Il faut attendre les années 1960 pour que les auto-injecteurs commencent à être développés et le plus fréquemment utilisé dans le monde, le dispositif EpiPen* à 0,3 mg et 0,15 mg, a été homologué en 1987 aux Etats-Unis et à partir de 1989 en Europe.
Actuellement, trois dispositifs sont disponibles aux Etats-Unis, EpiPen* (Mylan), Adrenaclick* (Impax) et Auvi-Q* (Kaleo), et huit en Europe dont les plus fréquemment prescrits sont EpiPen* (Meda Pharma/Viatris), Jext* (ALK-Abello) et Anapen* (Bioprojet).
Cependant, l'efficacité de l'adrénaline reste incertaine, notamment en raison de la difficulté à étudier dans des essais cliniques randomisés l'issue rare et imprévisible d'une anaphylaxie fatale, observent les chercheurs. Dans cet article, ils ont évalué l'efficacité de ces auto-injecteurs d'adrénaline à prévenir l'issue fatale d'une réaction anaphylactique à l'aide d'études in vivo chez l'animal et l'être humain et d'études épidémiologiques.
Selon ces dernières, l'incidence de l'anaphylaxie, des passages aux urgences pour anaphylaxie et des hospitalisations associées augmentent depuis ces dernières décennies, en particulier concernant les allergies alimentaires chez l'enfant. Cependant, le taux d'anaphylaxie fatale dans la population reste stable au cours de la même période, ce qui suggère que la hausse observée pour l'ensemble des cas d'anaphylaxie pourrait s'expliquer par une meilleure connaissance au sein du grand public et un meilleur codage à l'hôpital.
Si les auto-injecteurs étaient efficaces, on aurait pu s'attendre à une hausse de leur prescription, ce qui est d'ailleurs le cas au Royaume-Uni par exemple, et surtout à une baisse du taux d'anaphylaxie fatale dans la population, commentent les chercheurs. Ils supposent alors que patients ne prennent pas les auto-injecteurs avec eux ou ne les utilisent pas… ou que ces dispositifs ne sont pas efficaces.
Les données disponibles issues d'essais randomisés contrôlés dans des modèles animaux montrent que des perfusions intraveineuses d'adrénaline sont efficaces pour prévenir l'évolution fatale d'une anaphylaxie. Des études chez le rat en particulier montrent qu'il semble possible de prévenir toute anaphylaxie fatale avec un traitement adéquat et rapide et, chez le volontaire sain, il apparaît une réponse cardiovasculaire prévisible, dose-dépendante à la perfusion IV d'adrénaline.
Afin d'inverser les caractéristiques physiologiques d'une anaphylaxie, il faut entre 0,05 et 0,5 µg/kg/min d'adrénaline pendant une à deux heures.
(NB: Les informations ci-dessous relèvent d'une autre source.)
PR #63, opened 2016-03-04
add /__lbheartbeat__ so the elb can see the application is responsive

relud:
not sure if it should return `Response('', status=status.HTTP_200_OK)` or just `Response('')` or something else. Expected behavior is to return 200 with an empty body.

### DIFF
--- a/normandy/health/api/views.py
+++ b/normandy/health/api/views.py
@@ -36,7 +36,7 @@ def version(request):
 @api_view(['GET'])
 def lbheartbeat(request):
     # lets the load balancer know the application is running and available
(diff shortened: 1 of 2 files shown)


mythmon:
200 is the default return code, so it is redundant right now, but this is fine.

PS: Technically [`HTTP 204 No Content`](http://http.cat/204) would be semantically better, but I imagine the load balancers don't like that?

relud:
pretty sure any 2xx would be fine.

relud:
I was wrong, docs say it must be 200 :/

mythmon:
r+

En injections intramusculaires, il faut environ 10 µg/kg pour avoir un pic plasmatique similaire à celui obtenu avec la perfusion IV, de 100-500 pg/mL.
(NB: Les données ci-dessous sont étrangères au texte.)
PR #757, opened 2015-03-31
Remove log message that was unintentionally committed

davidmason:
Left this in by mistake, and @carlosmunoz noticed that it is generating a bunch of noise in the log.


djansen-redhat:
:see_no_evil:

PR #758, opened 2015-03-31
Rename Obsolete to Archived in UI and tests

djansen-redhat:


functional-test/src/main/java/org/zanata/page/groups/VersionGroupsPage.java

Cependant, les données pharmacocinétiques et pharmacodynamiques montrent que les auto-injecteurs d'adrénaline sont associés à une absorption variable d'adrénaline, une demi-vie courte et une réponse cardiovasculaire non prévisible. Ainsi, pour traiter une anaphylaxie sévère, des études cliniques suggèrent qu'il faudrait une perfusion continue et prolongée d'adrénaline.
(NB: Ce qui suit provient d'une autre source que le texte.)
PR #759, opened 2015-03-31
Update join language page

aeng:
https://bugzilla.redhat.com/show_bug.cgi?id=1207426

Changes on all "contact" dialog
- contact admin
- contact language coordinator

Update on request to join dialog
- request to join group
- request to join language


zanata-war/src/main/java/org/zanata/action/LanguageJoinAction.java
```diff
@@ -42,119 +42,86 @@
...
+        return msgs.format("jsf.language.email.joinrequest.Subject",
+            getLoginName(), getLocaleId().getId());
+    }
+
+    private String getLoginName() {
+        if(authenticatedAccount != null) {
+            return authenticatedAccount.getUsername();
         }
-        return title;
+        return "";
```
davidmason: This looks like someone could send a request to join a language team, even though we don't know who they are. I think if we can't get a username then it is pointless to send this email, and it should abort with an error.

aeng: Agree.

zanata-war/src/main/java/org/zanata/action/VersionGroupJoinAction.java
```diff
@@ -149,14 +152,34 @@ public String send() {
         }
     }
 
-    @AllArgsConstructor
-    public final class SelectableProject {
+    public void resetData() {
```
davidmason: What is the point of this? Please add documentation on this, and add a comment where it is used that indicates why it is used there.

zanata-war/src/main/java/org/zanata/action/VersionGroupJoinAction.java
```diff
@@ -149,14 +152,34 @@ public String send() {
...
+        projectSlug = "";
+        projectVersions.clear();
+        setQuery("");
+    }
 
-        @Getter
-        private HProjectIteration projectIteration;
+    @Override
+    public List<HProject> suggest() {
+        projectVersions.clear();
```
davidmason: It looks like this method is supposed to just return a list of projects, but it is also clearing the versions. I think some code needs to be restructured so that this is not confusing, or maybe add a comment saying why it needs to clear the versions.

zanata-war/src/main/java/org/zanata/action/VersionGroupJoinAction.java
```diff
@@ -149,14 +152,45 @@ public String send() {
         }
     }
 
-    @AllArgsConstructor
-    public final class SelectableProject {
+    /**
+     * This is to reset data when user closes dialog or after sending email.
+     * See version-group/request_join_modal.xhtml#cancelJoinGroupEmail
+     */
+    public void resetData() {
```
davidmason: So it is to clear the form so that it is empty next time they open it? Let's name it so that it says that (`resetData` is extremely generic). I suggest `clearFormFields`.

zanata-war/src/main/java/org/zanata/action/VersionGroupJoinAction.java
```diff
@@ -149,14 +152,45 @@ public String send() {
...
+            projectVersions.clear();
+        }
+    }
+
+    @Override
+    public List<HProject> suggest() {
+        clearProjectVersions();
+        return projectDAO.getProjectsForMaintainer(
+                authenticatedAccount.getPerson(), getQuery(), 0,
+                Integer.MAX_VALUE);
```
davidmason: It looks like you just changed from `projectVersions.clear();` to `clearProjectVersions();`. I think it was already clear what that does. The question is why?

> It looks like this method is supposed to just return a list of projects, but it is also clearing the versions. I think some code needs to be restructured so that this is not confusing, or maybe add a comment saying why it needs to clear the versions.

zanata-war/src/main/resources/messages.properties
```diff
@@ -1178,18 +1177,18 @@ jsf.RequestJoinGroup=Request to add project version to group
 jsf.AlreadyInGroup=Already in Group
 jsf.email.joingrouprequest.AdditionalInfoMessage=To ensure your request is processed without delay, please provide any additional information that will help the group maintainers to process your request.
 !FIXME make key similar to related keys
-jsf.RequestToJoinLanguageTeamTitle=Request To Join "{0}" Language Team
-jsf.RequestRoleLanguageTeamTitle=Request Role in "{0}" Language Team
-
+jsf.email.RequestToJoinLanguageTeam.title=Request to join {0} [{1}] language team
```
davidmason: This needs a source comment that says what `{0}` and `{1}` will be replaced with. It is ambiguous enough that translators should not be left to guess this.

zanata-war/src/main/resources/messages.properties
```diff
@@ -1178,18 +1177,18 @@ jsf.RequestJoinGroup=Request to add project version to group
...
 jsf.email.JoinGroupRequest.Subject=Request to join group "{0}"
-jsf.email.joinrequest.Subject=User "{0}" wants to join the "{1}" language team
-jsf.email.rolerequest.Subject=User "{0}" request for additional role in "{1}" language team
-jsf.email.AdditionalInfoMessage=To ensure your request is processed without delay, please provide any additional information that will help the team coordinators identify you and process your request.
-# {0} = locale display name
-jsf.email.ContactCoordinatorTitle=Contact "{0}" Coordinator
-# {0} = locale ID, {1} = locale native name
-jsf.contactLanguageTeamCoordinatorForLocale=Contact "{0} ({1})" Language Team Coordinators
+jsf.language.email.joinrequest.Subject=User:{0} request to join [{1}] language team
```
davidmason: Suggest: `User "{0}" has requested to join the [{1}] language team

zanata-war/src/main/resources/messages.properties
```diff
@@ -1178,18 +1177,18 @@ jsf.RequestJoinGroup=Request to add project version to group
...
+jsf.language.email.AdditionalInfoMessage=Please provide any additional information that will help the team coordinators identify you and process your request.
+jsf.group.email.AdditionalInfoMessage=Please provide any additional information for group maintainer.
```
davidmason: Suggest: `Please provide any additional information that will help the group maintainers identify your project and process your request.`

zanata-war/src/main/resources/messages.properties
```diff
@@ -1178,18 +1177,18 @@ jsf.RequestJoinGroup=Request to add project version to group
...
+
+jsf.message.admin.inquiry.subject=Inquiry on Zanata
+jsf.message.admin.inquiry.title=Message to Zanata Administrator
 
+# {0} = locale ID, {1} locale display name
+jsf.message.coordinator.inquiry.subject=Inquiry on language {0} [{1}]
+jsf.message.coordinator.inquiry.title=Message to {0} [{1}] coordinator
```
davidmason: These 4 strings seem a bit awkward. Which is used where? Can you put an example of each of the email outputs in the pull request description so they are easy to see in context?

zanata-war/src/main/resources/messages_fr.properties
```diff
@@ -377,7 +377,7 @@ jsf.iteration.CopyProjectValidation.label=Copier les param\u00E8tres de validati
 jsf.iteration.CopyProjectValidations.message=Param\u00E8tres de validation copi\u00E9s \u00E0 partir du projet
 jsf.iteration.CopyProjectType.message=Type de projet copi\u00E9 \u00E0 partir du projet
 jsf.iteration.inheriteLanguage.label=H\u00E9riter les langues \u00E0 partir des param\u00E8tres du projet.
-# translation auto-copied from project Publican, version 4, document publican, author G�rard Baylard
+# translation auto-copied from project Publican, version 4, document publican, author G�rard Baylard
```
davidmason: There is some kind of encoding problem here. Better fix that.

zanata-war/src/main/resources/messages.properties
```diff
@@ -1263,8 +1262,8 @@ jsf.email.coordinator.ReceivedReason=You are a coordinator in the "{0}" language
 
 #------ request-to-join-language email ------
 # name, loginName, localeId, nativeName
-jsf.email.joinrequest.UserRequestingToJoin=Zanata user "{0}" with id "{1}" is requesting to join the {2} ({3}) Language Team
-jsf.email.joinrequest.AddUserInstructions=You can add {0} to the {1} team as translator using the "Add Team Member" action on the language team page and searching for "{2}".
+jsf.email.joinrequest.UserRequestingToJoin=Zanata user "{0}" with id "{1}" is requesting to join the {2} ({3}) language team
+jsf.email.joinrequest.AddUserInstructions=You can add "{0}" to the "{1}" team as translator using the "Add Team Member" action on the language team page.
```
davidmason: Do we allow multiple users to have the same display name? The username is the most reliable way to find a user, so I think we should still mention it explicitly, at least until we make a link that includes the username so that the admin does not need to search.

zanata-war/src/main/java/org/zanata/action/VersionGroupJoinAction.java
aeng: We need to clear the all the versions displayed in dialog from previous selected project when user is entering a new project search(autocomplete)

zanata-war/src/main/webapp/WEB-INF/layout/admin/contact_admin_modal.xhtml
```diff
@@ -7,78 +7,62 @@
   aria-labelledby="myModalLabel" aria-hidden="true">
 
   <script>
-    function cancelEmail() {
-      document.getElementById('#{rich:clientId('subject')}').value = '';
-      document.getElementById('#{rich:clientId('message')}').value = '';
+    $(document).ready(function() {
+      jQuery('#' + jqSelector('#{rich:clientId('contact-admin-subject')}')).
+        val('#{msgs['jsf.message.admin.inquiry.subject']}');
+    });
```
davidmason: What is the purpose of this? It looks like it is inserting a hard-coded string into a field that I can see below that should have the value `#{contactAdminAction.subject}`.

Is this setting the default value for it? Can we do that in contactAdminAction instead so that it is easier to figure out?

zanata-war/src/main/resources/messages_fr.properties
aeng: Its from release branch. Not sure how to fix this.

zanata-war/src/main/webapp/WEB-INF/layout/admin/contact_admin_modal.xhtml
```diff
@@ -7,78 +7,62 @@
...
   <div class="modal__dialog l--constrain-medium">
     <header class="modal__header">
       <h2 class="modal__title">
-        #{msgs['jsf.ContactAdmin']}
+        #{msgs['jsf.message.admin.inquiry.title']}
       </h2>
       <button type="button"
         class="modal__close button--link"
-        data-dismiss="modal" onclick="cancelEmail();return false;">
+        data-dismiss="modal" onclick="cancelContactAdmin();return false;">
```
davidmason: I think this could be shortened to `onclick="cancelContactAdmin"` since that already returns false. At longest it would be `onclick="return cancelContactAdmin()"`

zanata-war/src/main/webapp/WEB-INF/layout/admin/contact_admin_modal.xhtml
```diff
@@ -7,78 +7,62 @@
...
-          <s:decorate id="messageField" template="../field.xhtml">
-            <h:inputTextarea id="message" value="#{contactAdminAction.htmlMessage}"
-              required="true">
-              <a4j:ajax event="blur" render="messageField" execute="@this"/>
-            </h:inputTextarea>
-          </s:decorate>
-        </div>
+      <h:inputHidden id="contact-admin-subject" value="#{contactAdminAction.subject}"/>
+      <div class="modal__content l--pad-all-1">
+        <s:decorate id="messageField" template="../field.xhtml">
```
davidmason: We should not use relative paths to the generic templates like this. All the template paths should be relative to the `zanata-war/src/main/webapp` directory except when the template is specific to a particular component, so that they don't break if we change the directory structure of some xhtml pages.

I think this should be `/WEB-INF/layout/field.xhtml`

djansen-redhat:
There aren't updates to functional tests, specifically ContactLanguageTeamTest and JoinLanguageTeamTest. This looks likely to break them.

zanata-war/src/main/webapp/WEB-INF/layout/language/contact_coordinator_modal.xhtml
```diff
@@ -7,88 +7,71 @@
...
-          </h:outputLabel>
-          <s:decorate id="messageField" template="../field.xhtml">
-            <h:inputTextarea id="message" value="#{sendEmail.htmlMessage}"
-              required="true">
-              <a4j:ajax event="blur" render="messageField" execute="@this"/>
-            </h:inputTextarea>
-          </s:decorate>
-        </div>
+      <div class="modal__content l--pad-all-1">
+        <s:decorate id="messageField" template="../field.xhtml">
```
davidmason: Use absolute template path.

zanata-war/src/main/webapp/WEB-INF/layout/language/request_join_modal.xhtml
```diff
@@ -0,0 +1,114 @@
...
+  class="modal" id="joinLanguageDialog" tabindex="-1" role="dialog"
+  aria-labelledby="myModalLabel" aria-hidden="true">
+
+  <script>
+    $(document).ready(function() {
+      jQuery('#' + jqSelector('#{rich:clientId('request-join-emailType')}')).
+        val('#{languageJoinAction.emailType}');
+      jQuery('#' + jqSelector('#{rich:clientId('request-join-subject')}')).
+        val('#{languageJoinAction.subject}');
+      jQuery('#' + jqSelector('#{rich:clientId('request-join-id')}')).val('#{id}');
```
davidmason: Why are all these set with jQuery instead of just putting them in the template directly?

zanata-war/src/main/webapp/WEB-INF/layout/version-group/request_join_modal.xhtml
```diff
@@ -0,0 +1,132 @@
...
+    #version-list label {
+      padding-left: 0.40625em;
+    }
+
+    #version-list input[type=checkbox] {
+      width: 1em;
+      height: 1em;
+      vertical-align: middle;
+      margin-bottom: 0.20625em;
+    }
```
davidmason: Should these styles be in assets instead?

zanata-war/src/main/webapp/WEB-INF/layout/version-group/request_join_modal.xhtml
```diff
@@ -0,0 +1,132 @@
...
+      toggleButtons(false);
+      return false;
+    }
+
+    function toggleButtons(hasSelection) {
+      if(hasSelection) {
+        jQuery(getJoinGroupForm()).find('#send-button').removeAttr('disabled');
+      } else {
+        jQuery(getJoinGroupForm()).find('#send-button').attr('disabled', true);
+      }
```
davidmason: There is probably a function you can use to toggle the attribute based on the value of `hasSelection`. There is something like that for toggling class so it is worth checking.

zanata-war/src/main/webapp/WEB-INF/urlrewrite.xml
```diff
@@ -413,11 +382,6 @@
     <to>$1/version-group/view/$2</to>
   </outbound-rule>
 
-  <outbound-rule>
-    <from>^(/.+)?/version-group/request_to_join.seam\?emailType=(.+)&amp;versionGroupSlug=(.+)</from>
-    <to>$1/version-group/join/$3</to>
-  </outbound-rule>
```
davidmason: Were all these removed rules just thing that we are not using any more?

zanata-war/src/main/webapp/language/language.xhtml
```diff
@@ -140,6 +177,17 @@
         </div>
       </div>
     </div>
+    <s:fragment rendered="#{identity.loggedIn}">
+      <ui:include src="../WEB-INF/layout/language/contact_coordinator_modal.xhtml">
```
davidmason: This should not need to use `../WEB-INF`, should work with just `/WEB-INF` and will be more robust.

zanata-war/src/main/webapp/language/language.xhtml
```diff
@@ -140,6 +177,17 @@
...
+        <ui:param name="id" value="#{languageAction.language}" />
+        <ui:param name="displayName" value="#{languageAction.locale.retrieveDisplayName()}" />
+      </ui:include>
+      <s:fragment rendered="#{not languageAction.isUserInTeam()}">
+        <ui:include src="../WEB-INF/layout/language/request_join_modal.xhtml">
```
davidmason: This should not need to use `../WEB-INF`, should work with just `/WEB-INF` and will be more robust.

zanata-war/src/main/webapp/version-group/version_group.xhtml
```diff
@@ -215,19 +215,13 @@
...
-                      <f:param value="#{versionGroupHome.instance.name}"/>
-                    </h:outputFormat>
+                  <a href="#" class="i__item--right"
+                    data-toggle="modal" onclick="return false;"
+                    data-target="#joinGroupDialog">
+                    #{msgs.format('jsf.RequestAddProjectToGroup', versionGroupHome.instance.name)}
                     <i class="i i--project i__item__icon"></i>
-                  </s:link>
+                  </a>
+                  <ui:include src="../WEB-INF/layout/version-group/request_join_modal.xhtml"/>
```
davidmason: This should not need to use `../WEB-INF`, should work with just `/WEB-INF` and will be more robust.

davidmason:
Reviewed all the files. There are some questions to answer. The diff for all files is too big so please put the rest of the changes in small, focused diffs.

aeng:
+1. Good one. on it now

Regards, 

Alex Eng 
Senior Software Engineer 
DID: +61 3514 8262 
Mobile: +614 2335 3457 
Email: aeng@redhat.com 

Red Hat, Asia-Pacific Pty Ltd 
Level 1, 193 North Quay 
Brisbane 4000 
Office: +61 7 3514 8100 
Fax: +61 7 3514 8199 
Website: www.redhat.com 

----- Original Message -----

zanata-war/src/main/webapp/WEB-INF/layout/language/request_join_modal.xhtml
aeng: Because sendEmail is a generic bean for email actions and its used in contactAdmin(which is in everypage), as well as contact coordinator, request to join action. To handle these actions, we only set certain variables (form submit) only when user click "send" button. 

I do agree if we need to refactor sendEmail bean to multiple action handler for each type of email. But then it will be too big change for this.

zanata-war/src/main/webapp/WEB-INF/layout/version-group/request_join_modal.xhtml
aeng: jQuery has toggle function for css class but not for attributes. I can see the problem implement that since its not just add/remove an attribute, but also the value.

zanata-war/src/main/webapp/WEB-INF/urlrewrite.xml
aeng: Yes. We are no longer using that.

zanata-war/src/main/java/org/zanata/action/VersionGroupJoinAction.java
```diff
@@ -149,14 +152,47 @@ public String send() {
...
+        projectVersions.clear();
+        setQuery("");
+    }
 
-        @Getter
-        private HProjectIteration projectIteration;
+    // clear all the project versions in the selected project
+    private void clearProjectVersions() {
+        if(!projectVersions.isEmpty()) {
+            projectVersions.clear();
```
davidmason: - [ ] Is there any point to this? `.clear()` should work the same regardless whether the list is empty, so it looks like this is just extra code to maintain.

zanata-war/src/main/java/org/zanata/action/VersionGroupJoinAction.java
davidmason: @aeng I mean why not just leave it as `projectVersions.clear()`?

zanata-war/src/main/java/org/zanata/action/VersionGroupJoinAction.java
aeng: That method no longer needed. Forgot to remove it.

zanata-war/src/main/resources/messages_fr.properties
```diff
@@ -377,7 +377,7 @@ jsf.iteration.CopyProjectValidation.label=Copier les param\u00E8tres de validati
 jsf.iteration.CopyProjectValidations.message=Param\u00E8tres de validation copi\u00E9s \u00E0 partir du projet
 jsf.iteration.CopyProjectType.message=Type de projet copi\u00E9 \u00E0 partir du projet
 jsf.iteration.inheriteLanguage.label=H\u00E9riter les langues \u00E0 partir des param\u00E8tres du projet.
-# translation auto-copied from project Publican, version 4, document publican, author G�rard Baylard
+# translation auto-copied from project Publican, version 4, document publican, author Gérard Baylard
```
davidmason: This is still showing up as being different, but the lines look exactly the same. It must be something to do with the encoding. I hope our client is outputting the comment lines with the right encoding. Comment lines that do not have non-ascii characters are showing up as unchanged. This is a bit of a mystery, and I think we had better figure out what is happening so we know whether it can cause any problems.

- [ ] how did you update this file?

zanata-war/src/main/webapp/WEB-INF/layout/language/request_join_modal.xhtml
```diff
@@ -0,0 +1,114 @@
...
+              onValueChanged="bindRole" label="#{msgs['jsf.Reviewer']}"/>
+          </s:fragment>
+
+          <s:fragment rendered="#{!languageJoinAction.isCoordinator()}">
+            <zanata:checkbox value="coordinator" checked="#{languageJoinAction.requestAsCoordinator}"
+              onValueChanged="bindRole" label="#{msgs['jsf.Coordinator']}"/>
+          </s:fragment>
+        </div>
+
+        <s:decorate id="messageField" template="../field.xhtml">
```
davidmason: - [ ] can use absolute path here

zanata-war/src/main/webapp/WEB-INF/layout/version-group/request_join_modal.xhtml
```diff
@@ -0,0 +1,125 @@
...
+                    </h:selectBooleanCheckbox>
+                    <label>#{version.iterationSlug}</label>
+                  </li>
+                </ui:repeat>
+              </ul>
+            </s:fragment>
+          </s:div>
+        </div>
+
+        <s:decorate id="messageField" template="../field.xhtml">
```
davidmason: - [ ] can use absolute path here

zanata-war/src/main/webapp/WEB-INF/layout/language/request_join_modal.xhtml
davidmason: Ah, so we want to bind the fields such as `emailType` in the `sendEmail` bean, but we want the value to come from `languageJoinAction`. I agree we should refactor it, either to have the `sendEmail` get the values directly from the other bean, or have several beans that inherit from `sendEmail`. Should be ok to wait.

zanata-war/src/main/webapp/admin/roledetail.xhtml
```diff
@@ -13,13 +13,6 @@
       .groups label {
         padding-left: 0.40625em;
       }
-
-      .groups input[type=checkbox] {
-        width: 1em;
-        height: 1em;
-        vertical-align: middle;
-        margin-bottom: 0.20625em;
-      }
```
davidmason: - [ ] @aeng Are these styles in assets now? I notice there are several places that have the same set of styles.

aeng: @davidmason yes. all check box style is in assets now.

zanata-war/src/main/webapp/WEB-INF/layout/version-group/request_join_modal.xhtml
davidmason: @aeng does it work if you just do this?

```
jQuery(getJoinGroupForm()).find('#send-button').prop('disabled', !hasSelection);
```

If not, it can still be more readable by extracting the repeated code:

```
var sendButton = jQuery(getJoinGroupForm()).find('#send-button');
if(hasSelection) {
  sendButton.removeAttr('disabled');
} else {
  sendButton.attr('disabled', true);
}
```

zanata-war/src/main/webapp/WEB-INF/layout/version-group/request_join_modal.xhtml
```diff
@@ -0,0 +1,127 @@
...
+      jQuery(getJoinGroupForm()).find('#versionGroupAutocomplete-autocomplete__input').val('');
+      jQuery(getJoinGroupForm()).find('#request-join-group-send-button').removeClass('is-active');
+      toggleButtons(false);
+      return false;
+    }
+
+    function toggleButtons(hasSelection) {
+      var sendButton = jQuery(getJoinGroupForm()).find('#request-join-group-send-button');
+
+      if(hasSelection === 'true') {
```
davidmason: Are we really passing in the string `'true'` to this? That is a very unexpected thing to do. Can we get a boolean instead?

zanata-war/src/main/webapp/WEB-INF/layout/version-group/request_join_modal.xhtml
```diff
@@ -0,0 +1,127 @@
...
+        sendButton.removeAttr('disabled');
+      } else {
+        sendButton.attr('disabled', 'disabled');
+      }
```
davidmason: - [ ] so did the `.prop` approach not work? That will be useful knowledge for next time.

zanata-war/src/main/webapp/WEB-INF/layout/version-group/request_join_modal.xhtml
aeng: toggleButtons('#{versionGroupJoinAction.hasSelectedVersion()}') always passes string "true" for some reason.

davidmason: The reason is that there are quotes around the EL expression. Just remove them :speak_no_evil:

aeng: Doesn't work when you remove them. EL expression

davidmason: So what happens when you change it to `toggleButtons(#{versionGroupJoinAction.hasSelectedVersion()})`? and change the check back to `if (hasSelection) { ...` ?

aeng: It won't even trigger toggleButton. Need single quote for el expression.

aeng:
Jenkins passed. Status not updated.

davidmason:
@aeng :+1: :see_no_evil: :white_check_mark: :ok: :ok_hand:

aeng:

djansen-redhat:
- [ ] Odd behaviour on Role checkboxes - once I checked Translator, Reviewer and the email only said Reviewer; once I clicked Send with nothing checked and it sent with the previously checked items included

zanata-war/src/main/webapp/WEB-INF/layout/language/contact_coordinator_modal.xhtml
```diff
@@ -7,89 +7,65 @@
...
-            <h:inputTextarea id="message" value="#{sendEmail.htmlMessage}"
-              required="true">
-              <a4j:ajax event="blur" render="messageField" execute="@this"/>
-            </h:inputTextarea>
-          </s:decorate>
-        </div>
+      <div class="modal__content l--pad-all-1">
+        <s:decorate id="messageField" template="/WEB-INF/layout/field.xhtml">
+          <h:inputTextarea id="contact-coordinator-message" value="#{languageContactCoordinatorAction.message}"
+            required="true" styleClass="l--push-bottom-0" onkeyup="checkMessage()">
```
djansen-redhat: This doesn't work if the user pastes their message into the field

djansen-redhat:
:white_check_mark: Tested

aeng:
Merged into integration/master. https://github.com/zanata/zanata-server/commit/f4267c26d0de00aa9019b42f7c97bd48d2f5b52d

Concernant l'adrénaline intramusculaire, les quelques études cliniques publiées chez des patients avec une anaphylaxie montrent qu'elle a des effets cardiovasculaires limités et que ses effets respiratoires sont mal caractérisés.
Les études menées sur l'usage de l'adrénaline pour prévenir des anaphylaxies fatales sont limitées à des séries rétrospectives de patients décédés ou qui ont failli mourir. Les résultats laissent penser qu'un retard dans l'administration de l'adrénaline semble associé à une issue fatale mais les données restes insuffisantes pour déterminer à quel point une injection dans les temps contribue à l'évolution d'une anaphylaxie.
L'ensemble de ces données suggère que les auto-injecteurs d'adrénaline ne semblent pas être efficaces de manière fiable pour prévenir les anaphylaxies fatales. Pour une prise en charge des réactions allergiques les plus sévères, il semble nécessaire d'administrer de l'adrénaline en perfusion IV continue, avec un soluté de remplissage vasculaire approprié. Mais la manière de le réaliser en toute sécurité en milieu préhospitalier reste à déterminer, commentent les chercheurs.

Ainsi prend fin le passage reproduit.